Old is New Again…

The Old Fashioned is New Again. For over 200 Years a fan favourite

The Pendennis Club, a gentlemen’s club founded in 1881 in Louisville, Kentucky, claims the old-fashioned cocktail was invented there. The recipe was said to have been invented by a bartender at that club in honor of Colonel James E. Pepper, a prominent bourbon distiller, who brought it to the Waldorf-Astoria Hotel bar in New York City.[7] Cocktail critic David Wonderich finds this origin story unlikely, however, as the first mention in print of “old fashioned cocktails” was in the Chicago Daily Tribune in February 1880, before the Pendennis Club was opened; this in addition to the fact that the old fashioned was simply a re-packaging of a drink that had long existed.[2][8] (WIKIPEDIA)

My personal attachment to the Old Fashioned suprisingly goes back to a Chinese restaurant in Kingston, Ontario. Many decades ago, when I was a university student in Kingston, Ontario I used to frequent a Chinese restaurant just down from my home for Peking duck, the house specialty. The restaurant was tiny. It had six booths and a four stool bar. There were intricate oriental designs on the peeling wallpaper and huge mural on the back wall of a Chinese temple with an archway that led to the kitchen through swinging saloon doors. The owner was a wizened Chinese man who was a third generation Canadian and still in the family business his grandfather has started sixty years before. From the conversations we had he enjoyed travelling whenever he could and had postcards taped to the bar he had sent himself. He ran the little bar and seated people as well. He was always dressed immaculately in a black, striped waistcoat with a starched white shirt. A university student was the server and in the back could be heard the rattling of the kitchen staff. At this restaurant, they had the traditional Chinese restaurant placemat which was a compilation of different cocktails no one in the 80’s dare order. One of these cocktails, was an Old Fashioned. On one of my bi-weekly evening suppers I ordered one.
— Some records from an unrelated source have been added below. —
PR #7387, opened 2018-04-29
[gitlab] [circleci] Use a Docker base image for CI

### LINKED ISSUE #7383: [ci] [gitlab] Create custom bionic docker build image.
In #7381, we set the base image to `ubuntu:bionic`. This is good but not good enough, as the base image is missing the set of apt packages that we need in latter phases, thus for example when the build phase is trigerred `apt` has to be run again to install the dependencies [which the cached .opam depends on]

We should indeed create an `ubuntu:bionic-coqbuild` image that includes the apt packages so indeed all the remaining setup work is just to do the `.opam` cache and we are ready to rumble.

ejgallego:
We provide a custom `Dockerfile` for Coq's CI system, based on
`ubuntu:bionic`. The image includes the required set of packages and
OPAM switches.

This greatly simplifies the Gitlab and Circle scripts, at the cost of
having to push a Docker build for them to depend on.

Travis is not included in this PR as it requires significant more
refactoring due to lack of native Docker support.

This is work in progress but ready, a build hook is used so the image
is properly tagged in the Docker autobuilder.

We need to improve the autobuilder setup but this last point requires
some design on how to trigger it.

Fixes #7383

### DIFF
--- a/.circleci/config.yml
+++ b/.circleci/config.yml
@@ -8,83 +8,29 @@ defaults:
     # reference syntax)
     working_directory: ~/coq
     docker:
-      - image: ocaml/opam:ubuntu
+      - image: coqci/base:V2018-05-05
 
   environment: &envvars
-    # required by some of the targets, e.g. compcert, passed for
-    # instance to opam to configure the number of parallel jobs
-    # allowed
-    NJOBS: 2
-    COMPILER: "system"
-    CAMLP5_VER: "6.14"
     NATIVE_COMP: "yes"
-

I stepped up to the bar to watch the creation. The barkeep grabbed two sugar cubes and placed them in a tall mixing glass. Then he took a small clear glass bottle full of a a brown liquid and added five or six good dashes of the liquid to the sugar. He had a wooden muddler worn from years of use and proceeded to muddle the sugar and liquid (it was bitters). He set the slurry aside. Selecting an orange from several in a bowl on the bar he pared off a thin rind of the peel. He rubbed the peel between his fingers. Then he lit the rind on fire with a lighter and blew it out immediately. As it was smoking he grabbed a whiskey glass and held it upside down letting the smoke waft into it. He rubbed the peel on the edges of the glass inside. He dropped the rind in the glass. To the mixing glass he added two great shots of Crown Royal and some ice cubes from a round ice bucket. He stirred the concoction and then strained it into the smoke-infused whiskey glass. He added a few cubes of ice and finished it with an orange slice garnish, speared together with a maraschino cherry.

I sat back down at my booth and waited for the server to bring it over. It was love at first sip. Spicy from the whiskey and sweet from the sugar with the bitters somehow fusing the different components. The smokiness was subtle but added a different level to the sipping. Now all these years later the Old Fashioned is popular again. There are dozens if not hundreds of variations but at it’s simplest form it is sugar, bitters, whiskey, and a hint of orange essence. If you have the opportunity, give one a try. Drink, enjoy. Live your best life.